Martin Masse, director of the Montreal Economic Institute, is the publisher of the webzine: Le Québécois Libre. Please log on at www.quebecoislibre.org/apmasse.htm to review his free market-based articles, some will allow you to brush up on your French You may register to receive copies of his webzine on a regular basis.

• The Ludwig von Mises Institute, Lew Rockwell, President, is a rich source of free market materials, probably the best daily course in economics we’ve seen. If you read these essays on a daily basis, it would probably be equivalent to taking Economics 11 and 51 in college with considerably less bias. Please log on at www.mises.org to obtain the foundation’s daily reports. You may also log onto Lew’s premier free market site at  www.lewrockwell.com to read some of his lectures to medical groups such as how state medicine subsidizes illness.

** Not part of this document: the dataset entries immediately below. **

PR #700, opened 2024-03-15
File safety and digest page/ogp fixes

sgfost:
Putting a few quick things in here to get looked over @alee

a9e7b87 is mostly straightforward, need to check on staging whether it actually fixes the issue with images not working. Otherwise, its a matter of whether removing all of the storage paths from `.env` is the right move

### DIFF
--- a/django/core/jinja2/common.jinja
+++ b/django/core/jinja2/common.jinja
@@ -301,16 +301,26 @@ Currently in <em><mark>{{ constants.DEPLOY_ENVIRONMENT }}</mark></em> mode.
 {{ date.strftime('%B %d, %Y %I:%M %p') }}
 {% endmacro %}
 
-{% macro render_ogp_tags(url=None, title=None, description=None, image=None) %}
-    <!-- Open Graph Protocol Tags -->
-
+{%
+    macro render_ogp_tags(
+        request,
+        title="The Network for Computational Modeling in the Social and Ecological Sciences (CoMSES Net)",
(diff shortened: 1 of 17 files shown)


django/core/jinja2/common.jinja
```diff
@@ -301,16 +301,26 @@ Currently in <em><mark>{{ constants.DEPLOY_ENVIRONMENT }}</mark></em> mode.
...
+{%
+    macro render_ogp_tags(
+        request,
+        title="The Network for Computational Modeling in the Social and Ecological Sciences (CoMSES Net)",
+        description="CoMSES Net is an international open research community dedicated to fostering good practices for computational / agent based modeling.",
+        image=None
+    )
+%}
+    {% set url = request.build_absolute_uri() %}
+    {% set absolute_image_url = request.build_absolute_uri(image or static("images/logo-comses.png")) %}
```
alee, line 313: should come up with a better default image but that can be done later as well: 

https://mastodon.social/@comses

django/library/models.py
```diff
@@ -945,7 +945,7 @@ def create_release(
             release = self.create_release_from_source(source_release, release_metadata)
 
         if initialize:
-            release.get_fs_api().validate_bagit()
+            release.get_fs_api()  # implicitly initializes the release filesystem
```
alee, line 948: might create an `init_fs_api()` alias with `get_fs_api()`

alee (approved):
LGTM, thanks Scott!

PR #714, opened 2024-04-29
update digest archives

sgfost:
We still need a link to the digest page, I would say just stick it right here for now:
Screenshot from 2024-04-29 14-59-39
does that seem alright, @alee?


alee:
sounds good! would be nice to revamp how those secondary tab menus are set up; it's kind of a pain at the moment and involves a fair bit of duplication. I think how we were setting these up was as a management command since each individual page in the tab needs to have that secondary tab nav set on it

sgfost:
Yeah, I'd like to think through a bit of a navigation cleanup somewhat soon including comses/planning#114. I don't think the digest page needs to live in /about/ long-term so just a direct link in those tabs should suffice? I can put a script in here for doing so to version it

alee (approved):
LGTM, only residual thing that's a little weird is that when you click on the digest page itself you lose the nav that got you there but I don't think there's an easy way to set that up since it's a DigestView, not a legit wagtail Page

PR #693, opened 2024-01-12
Feat: Spam Detection Feature

aimura09:
Attempts to close https://github.com/comses/planning/issues/113

Squashed commits and solved merge conflicts.

## Summary
Management commands for Machine Learning spam detection.

## Features
Before running the commands, make sure spam_dataset.csv is located in the curator folder.
spam_dataset.csv consist of user_id and is_spam columns. is_spam column contains 1(Spam) or 0(Ham).

- XGBoostClassifier() ... Uses XGboost as a classifier.  Takes a data frame that has columns "user_id" and "input_data." The "input_data" column is a numerical vector where the selected fields are encoded by an encoder.

- CountVectEncoder() ... Uses CountVectorizer as an encoder. Takes selected fields from "user_id," "labelled_by_curator," "first_name," "last_name," "is_active," "email," "affiliations," "bio," "research_interests" of the MemberProfiles as input.

1. Run the following command to get a list of spam users.
    `./manage.py curator_spam_detection --predict`

2. options
    `./manage.py curator_spam_detection --fit`
    `./manage.py curator_spam_detection --get_model_metrics`
    `./manage.py curator_spam_detection --load_labels`

## Tests  
Wrote 16 unit tests using Django tests

PR #719, opened 2024-05-11
basic spam detection

sgfost:
uses two methods:
- timing form load->submission time
- using a honeypot field hidden from real users with css

logs actions to a SpamModeration model with a generic fk to content models. actions such as deactivating the user or allowing the post can then be taken via a WIP admin view

#### TODO:
- [x] test coverage
- [x] usable admin view with
  - confirming/rejecting spam assessment
  - filtering
  - option to deactivate user on confirm (or default?)
  - email reminder when X number of spam objects pile up, or after Y amt of time (?)
- [x] add more context to `SpamContent` detailing how/why we think its spam, flexible enough that it can also be used for detecting with NLP (think ahead to reconciling #693)

resolves comses/planning#235


sgfost:
spam content, and deleted events/jobs for that matter, still show up in the site-wide search. Need to find a good way to filter those from the general search but struggling to figure out how it currently does this for non-live codebases..

alee:
> spam content, and deleted events/jobs for that matter, still show up in the site-wide search. Need to find a good way to filter those from the general search but struggling to figure out how it currently does this for non-live codebases..

good catch, we should have a 
```
@classmethod
get_indexed_objects(cls)
```
defined for Events, MemberProfiles, Jobs

sgfost:
ah that's it, thanks

The bulk of this is done, just need to put up a few tests. I think it ought to work as a more flexible base for using the work in #693 as another detection method, but lmk if you have any thoughts or concerns when you get around to it

django/core/views.py
```diff
@@ -447,6 +450,12 @@ class EventViewSet(CommonViewSetMixin, OnlyObjectPermissionModelViewSet):
         "start_date",
     )
 
+    def get_queryset(self):
+        # exclude spam from list view
+        if self.action == "list":
+            return self.queryset.public()
```
alee, line 456: am I understanding this correctly to allow possible spam events to be accessible in the detail view? (same for Jobs?)

django/curator/views.py
```diff
@@ -1,14 +1,17 @@
 from django.contrib.auth.decorators import permission_required
+from django.contrib import messages
+from django.shortcuts import get_object_or_404, redirect
 from django.http import HttpResponseRedirect, HttpResponseBadRequest
+from django.urls import reverse
 from django.views.decorators.http import require_POST
-from wagtail.contrib.modeladmin.helpers import AdminURLHelper
+from wagtail_modeladmin.helpers import AdminURLHelper
```
alee, line 7: should eventually migrate to Snippets or alternative https://github.com/comses/planning/issues/248

django/library/jinja2/library/codebases/releases/edit.jinja
```diff
@@ -1,9 +1,13 @@
 {% extends "base.jinja" %}
+{% from "common.jinja" import spam_detected_alert %}
 
 {% block introduction %}
 <h1><i class='fas fa-cloud-upload-alt'></i> Publish your computational model</h1>
 {% endblock %}
 {% block content %}
+{% if release.codebase.is_marked_spam %}
+    {{ spam_detected_alert() }}
```
alee: Assume this should be `alert_if_spam(true)` ? and prevent release editing if marked as spam?

alee (approved):
LGTM thanks @sgfost ! I think I fixed a few minor issues with the codebase release edit form still including an outdated reference to the spam alert macro, will wait and see if things still look OK on staging before merging

django/core/jinja2/core/events/retrieve.jinja
```diff
@@ -21,6 +21,8 @@
 {% endblock ogp_tags %}
 
 {% block content %}
+    {{ alert_if_spam(is_marked_spam) }}
+    {{ alert_if_deleted(is_deleted, "event") }}
```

Hillsdale College, the premier institution for producing graduates that understand Free Market accountability, which receives no federal subsidies placing them at a monetary disadvantage to all other colleges and universities, recognizing that the price of freedom is never cheap. You may log on to  (www.hillsdale.edu) to register and receive Imprimis, the national speech digest, that reaches over one million readers each month. Last month Imprimis  featured Charles Krauthammer, MD, a psychiatrist at Mass General prior to becoming a journalist in Washington, DC, who also serves on President Bush’s Council on Bioethics.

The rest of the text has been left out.